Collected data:
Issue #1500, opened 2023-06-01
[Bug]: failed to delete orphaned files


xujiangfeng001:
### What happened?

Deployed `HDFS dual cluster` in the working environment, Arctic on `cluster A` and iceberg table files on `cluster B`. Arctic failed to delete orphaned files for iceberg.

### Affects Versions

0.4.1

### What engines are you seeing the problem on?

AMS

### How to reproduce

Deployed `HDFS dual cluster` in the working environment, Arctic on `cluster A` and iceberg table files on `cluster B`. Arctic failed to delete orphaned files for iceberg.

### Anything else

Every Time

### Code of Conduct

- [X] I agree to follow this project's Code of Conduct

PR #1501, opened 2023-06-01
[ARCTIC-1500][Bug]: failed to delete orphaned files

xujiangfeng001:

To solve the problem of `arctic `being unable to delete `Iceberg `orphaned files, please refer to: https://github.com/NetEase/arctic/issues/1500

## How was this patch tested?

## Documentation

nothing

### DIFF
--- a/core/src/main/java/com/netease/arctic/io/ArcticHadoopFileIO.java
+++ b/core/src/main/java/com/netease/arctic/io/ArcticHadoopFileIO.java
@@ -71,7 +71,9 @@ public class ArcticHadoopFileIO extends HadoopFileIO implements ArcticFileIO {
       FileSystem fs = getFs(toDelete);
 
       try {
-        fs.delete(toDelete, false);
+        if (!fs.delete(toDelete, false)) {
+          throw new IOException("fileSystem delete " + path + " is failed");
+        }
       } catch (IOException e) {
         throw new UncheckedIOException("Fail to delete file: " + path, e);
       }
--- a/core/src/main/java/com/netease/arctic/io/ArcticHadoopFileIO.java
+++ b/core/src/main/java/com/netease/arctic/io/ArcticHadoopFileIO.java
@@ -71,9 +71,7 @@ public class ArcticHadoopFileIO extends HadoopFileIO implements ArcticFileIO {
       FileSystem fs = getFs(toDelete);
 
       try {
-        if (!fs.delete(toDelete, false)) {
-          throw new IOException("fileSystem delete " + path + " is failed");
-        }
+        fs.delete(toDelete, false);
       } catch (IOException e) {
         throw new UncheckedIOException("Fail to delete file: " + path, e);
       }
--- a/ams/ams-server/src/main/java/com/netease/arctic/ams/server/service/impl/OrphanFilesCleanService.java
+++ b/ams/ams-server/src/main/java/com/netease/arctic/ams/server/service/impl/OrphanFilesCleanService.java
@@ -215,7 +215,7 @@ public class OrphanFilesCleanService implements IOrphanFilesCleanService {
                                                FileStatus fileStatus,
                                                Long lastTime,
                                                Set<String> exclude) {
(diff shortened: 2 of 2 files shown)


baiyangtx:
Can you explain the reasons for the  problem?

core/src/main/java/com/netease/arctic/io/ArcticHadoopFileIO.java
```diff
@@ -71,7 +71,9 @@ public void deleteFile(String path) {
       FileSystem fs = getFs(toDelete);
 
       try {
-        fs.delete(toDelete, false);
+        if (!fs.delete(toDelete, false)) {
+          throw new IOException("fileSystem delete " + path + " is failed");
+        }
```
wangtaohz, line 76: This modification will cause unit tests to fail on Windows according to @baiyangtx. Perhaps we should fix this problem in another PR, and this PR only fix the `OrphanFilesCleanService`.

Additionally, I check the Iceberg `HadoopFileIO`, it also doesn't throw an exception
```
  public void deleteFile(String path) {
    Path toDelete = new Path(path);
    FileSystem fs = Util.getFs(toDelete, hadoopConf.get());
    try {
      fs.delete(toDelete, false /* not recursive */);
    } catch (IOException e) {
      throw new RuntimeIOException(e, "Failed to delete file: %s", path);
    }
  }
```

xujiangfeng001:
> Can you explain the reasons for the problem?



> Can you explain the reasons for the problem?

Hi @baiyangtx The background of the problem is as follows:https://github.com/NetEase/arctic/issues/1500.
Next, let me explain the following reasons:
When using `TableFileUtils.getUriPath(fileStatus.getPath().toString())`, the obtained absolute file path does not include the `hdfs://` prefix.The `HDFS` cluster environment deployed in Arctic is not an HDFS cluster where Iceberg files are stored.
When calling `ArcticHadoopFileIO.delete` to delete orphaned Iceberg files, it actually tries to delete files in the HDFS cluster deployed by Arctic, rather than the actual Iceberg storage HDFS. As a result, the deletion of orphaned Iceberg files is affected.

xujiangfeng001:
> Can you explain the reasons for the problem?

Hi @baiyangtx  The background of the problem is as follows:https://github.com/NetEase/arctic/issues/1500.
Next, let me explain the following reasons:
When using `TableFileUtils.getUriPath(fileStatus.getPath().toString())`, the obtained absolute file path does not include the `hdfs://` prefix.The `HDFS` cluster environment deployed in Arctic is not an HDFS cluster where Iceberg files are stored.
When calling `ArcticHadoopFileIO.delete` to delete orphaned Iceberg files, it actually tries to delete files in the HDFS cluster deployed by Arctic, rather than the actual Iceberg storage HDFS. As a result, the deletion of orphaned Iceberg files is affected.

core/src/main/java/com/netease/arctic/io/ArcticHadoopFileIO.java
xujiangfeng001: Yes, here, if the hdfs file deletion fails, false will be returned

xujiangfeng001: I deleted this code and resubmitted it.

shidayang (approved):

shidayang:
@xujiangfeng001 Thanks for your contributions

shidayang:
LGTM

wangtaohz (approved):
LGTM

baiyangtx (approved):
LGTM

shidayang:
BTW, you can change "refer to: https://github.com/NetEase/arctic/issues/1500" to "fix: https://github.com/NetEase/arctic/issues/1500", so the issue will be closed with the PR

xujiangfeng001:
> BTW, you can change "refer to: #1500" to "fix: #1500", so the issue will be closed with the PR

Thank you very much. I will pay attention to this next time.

WHAT IS NEEDED:
Each entry above is to be transcribed exactly as it was written.

RESPONSE TO THIS EXERCISE:
Issue #1500, opened 2023-06-01
[Bug]: failed to delete orphaned files


xujiangfeng001:
### What happened?

Deployed `HDFS dual cluster` in the working environment, Arctic on `cluster A` and iceberg table files on `cluster B`. Arctic failed to delete orphaned files for iceberg.

### Affects Versions

0.4.1

### What engines are you seeing the problem on?

AMS

### How to reproduce

Deployed `HDFS dual cluster` in the working environment, Arctic on `cluster A` and iceberg table files on `cluster B`. Arctic failed to delete orphaned files for iceberg.

### Anything else

Every Time

### Code of Conduct

- [X] I agree to follow this project's Code of Conduct

PR #1501, opened 2023-06-01
[ARCTIC-1500][Bug]: failed to delete orphaned files

xujiangfeng001:

To solve the problem of `arctic `being unable to delete `Iceberg `orphaned files, please refer to: https://github.com/NetEase/arctic/issues/1500

## How was this patch tested?

## Documentation

nothing

### DIFF
--- a/core/src/main/java/com/netease/arctic/io/ArcticHadoopFileIO.java
+++ b/core/src/main/java/com/netease/arctic/io/ArcticHadoopFileIO.java
@@ -71,7 +71,9 @@ public class ArcticHadoopFileIO extends HadoopFileIO implements ArcticFileIO {
       FileSystem fs = getFs(toDelete);
 
       try {
-        fs.delete(toDelete, false);
+        if (!fs.delete(toDelete, false)) {
+          throw new IOException("fileSystem delete " + path + " is failed");
+        }
       } catch (IOException e) {
         throw new UncheckedIOException("Fail to delete file: " + path, e);
       }
--- a/core/src/main/java/com/netease/arctic/io/ArcticHadoopFileIO.java
+++ b/core/src/main/java/com/netease/arctic/io/ArcticHadoopFileIO.java
@@ -71,9 +71,7 @@ public class ArcticHadoopFileIO extends HadoopFileIO implements ArcticFileIO {
       FileSystem fs = getFs(toDelete);
 
       try {
-        if (!fs.delete(toDelete, false)) {
-          throw new IOException("fileSystem delete " + path + " is failed");
-        }
+        fs.delete(toDelete, false);
       } catch (IOException e) {
         throw new UncheckedIOException("Fail to delete file: " + path, e);
       }
--- a/ams/ams-server/src/main/java/com/netease/arctic/ams/server/service/impl/OrphanFilesCleanService.java
+++ b/ams/ams-server/src/main/java/com/netease/arctic/ams/server/service/impl/OrphanFilesCleanService.java
@@ -215,7 +215,7 @@ public class OrphanFilesCleanService implements IOrphanFilesCleanService {
                                                FileStatus fileStatus,
                                                Long lastTime,
                                                Set<String> exclude) {
(diff shortened: 2 of 2 files shown)


baiyangtx:
Can you explain the reasons for the  problem?

core/src/main/java/com/netease/arctic/io/ArcticHadoopFileIO.java
```diff
@@ -71,7 +71,9 @@ public void deleteFile(String path) {
       FileSystem fs = getFs(toDelete);
 
       try {
-        fs.delete(toDelete, false);
+        if (!fs.delete(toDelete, false)) {
+          throw new IOException("fileSystem delete " + path + " is failed");
+        }
```
wangtaohz, line 76: This modification will cause unit tests to fail on Windows according to @baiyangtx. Perhaps we should fix this problem in another PR, and this PR only fix the `OrphanFilesCleanService`.

Additionally, I check the Iceberg `HadoopFileIO`, it also doesn't throw an exception
```
  public void deleteFile(String path) {
    Path toDelete = new Path(path);
    FileSystem fs = Util.getFs(toDelete, hadoopConf.get());
    try {
      fs.delete(toDelete, false /* not recursive */);
    } catch (IOException e) {
      throw new RuntimeIOException(e, "Failed to delete file: %s", path);
    }
  }
```

xujiangfeng001:
> Can you explain the reasons for the problem?



> Can you explain the reasons for the problem?

Hi @baiyangtx The background of the problem is as follows:https://github.com/NetEase/arctic/issues/1500.
Next, let me explain the following reasons:
When using `TableFileUtils.getUriPath(fileStatus.getPath().toString())`, the obtained absolute file path does not include the `hdfs://` prefix.The `HDFS` cluster environment deployed in Arctic is not an HDFS cluster where Iceberg files are stored.
When calling `ArcticHadoopFileIO.delete` to delete orphaned Iceberg files, it actually tries to delete files in the HDFS cluster deployed by Arctic, rather than the actual Iceberg storage HDFS. As a result, the deletion of orphaned Iceberg files is affected.

xujiangfeng001:
> Can you explain the reasons for the problem?

Hi @baiyangtx  The background of the problem is as follows:https://github.com/NetEase/arctic/issues/1500.
Next, let me explain the following reasons:
When using `TableFileUtils.getUriPath(fileStatus.getPath().toString())`, the obtained absolute file path does not include the `hdfs://` prefix.The `HDFS` cluster environment deployed in Arctic is not an HDFS cluster where Iceberg files are stored.
When calling `ArcticHadoopFileIO.delete` to delete orphaned Iceberg files, it actually tries to delete files in the HDFS cluster deployed by Arctic, rather than the actual Iceberg storage HDFS. As a result, the deletion of orphaned Iceberg files is affected.

core/src/main/java/com/netease/arctic/io/ArcticHadoopFileIO.java
xujiangfeng001: Yes, here, if the hdfs file deletion fails, false will be returned

xujiangfeng001: I deleted this code and resubmitted it.

shidayang (approved):

shidayang:
@xujiangfeng001 Thanks for your contributions

shidayang:
LGTM

wangtaohz (approved):
LGTM

baiyangtx (approved):
LGTM

shidayang:
BTW, you can change "refer to: https://github.com/NetEase/arctic/issues/1500" to "fix: https://github.com/NetEase/arctic/issues/1500", so the issue will be closed with the PR

xujiangfeng001:
> BTW, you can change "refer to: #1500" to "fix: #1500", so the issue will be closed with the PR

Thank you very much. I will pay attention to this next time.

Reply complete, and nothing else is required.